WORK ITEM -
Extract each line of the data below exactly as written.
Start of SOURCE MATERIAL
PR #741, opened 2019-10-09
Fix for incorrect form auto-submission

galund:
Only auto-submit forms that are marked with the js-auto-submit class
 - the form on the 'further information' (cycle 3 data request) screen was automatically being submitted, resulting in an error message appearing for users;
 - add a test to catch that specific symptom on the 'further information' page.

https://govuk.zendesk.com/agent/tickets/3819384


spec/features/user_visits_further_information_page_spec.rb
```diff
@@ -146,6 +146,16 @@
...
     end
+
+    it 'will avoid displaying an error message until the form is submitted by the user' do
+      stub_cycle_three_attribute_request('NationalInsuranceNumber')
+
+      stub_matching_outcome
+
+      visit further_information_path
+
+      expect(page).not_to have_css '.error-message', text: t('hub.further_information.attribute_validation_message', cycle_three_name: attribute_name)
```
jakubmiarka: you could just move this expectations to the beginning of the previous test, instead of creating a new test...

galund: Hoho yeah I've had people tell me off before, for not keeping tests separate. I'll change it, less code is better.

galund: Done

PR #742, opened 2019-10-18
BAU: Upgrade to latest Ruby version (2.6.5)

Rosa-Fox:


Rosa-Fox:
> The Heroku fails to deploy as it also has a ruby version specified:
> 
> https://github.com/alphagov/verify-frontend/blob/73a8356e356ed7b8708956d3b658fbc851576b3b/Dockerfile.heroku#L3
> 
> There will also be changes in the pipeline.

Thanks @jakubmiarka... weirdly this file doesn't open up with the rest of the project files in my text editor, but does open individually. I have updated it and amended the commit.

PR #743, opened 2019-10-18
Updated 'Cookies and analytics' section

thomasjhughes1:
Explained what information is shared with the rest of GDS using Google Analytics. I've also updated the 'Last updated' date.

We'll arrange for the new content to be translated into Welsh next week.


thomasjhughes1:
@jakubmiarka I've requested a translation of these changes and will update the Welsh version later in the week.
End of SOURCE MATERIAL
RESULT FOR THIS EXERCISE -
PR #741, opened 2019-10-09
Fix for incorrect form auto-submission

galund:
Only auto-submit forms that are marked with the js-auto-submit class
 - the form on the 'further information' (cycle 3 data request) screen was automatically being submitted, resulting in an error message appearing for users;
 - add a test to catch that specific symptom on the 'further information' page.

https://govuk.zendesk.com/agent/tickets/3819384


spec/features/user_visits_further_information_page_spec.rb
```diff
@@ -146,6 +146,16 @@
...
     end
+
+    it 'will avoid displaying an error message until the form is submitted by the user' do
+      stub_cycle_three_attribute_request('NationalInsuranceNumber')
+
+      stub_matching_outcome
+
+      visit further_information_path
+
+      expect(page).not_to have_css '.error-message', text: t('hub.further_information.attribute_validation_message', cycle_three_name: attribute_name)
```
jakubmiarka: you could just move this expectations to the beginning of the previous test, instead of creating a new test...

galund: Hoho yeah I've had people tell me off before, for not keeping tests separate. I'll change it, less code is better.

galund: Done

PR #742, opened 2019-10-18
BAU: Upgrade to latest Ruby version (2.6.5)

Rosa-Fox:


Rosa-Fox:
> The Heroku fails to deploy as it also has a ruby version specified:
> 
> https://github.com/alphagov/verify-frontend/blob/73a8356e356ed7b8708956d3b658fbc851576b3b/Dockerfile.heroku#L3
> 
> There will also be changes in the pipeline.

Thanks @jakubmiarka... weirdly this file doesn't open up with the rest of the project files in my text editor, but does open individually. I have updated it and amended the commit.

PR #743, opened 2019-10-18
Updated 'Cookies and analytics' section

thomasjhughes1:
Explained what information is shared with the rest of GDS using Google Analytics. I've also updated the 'Last updated' date.

We'll arrange for the new content to be translated into Welsh next week.


thomasjhughes1:
@jakubmiarka I've requested a translation of these changes and will update the Welsh version later in the week.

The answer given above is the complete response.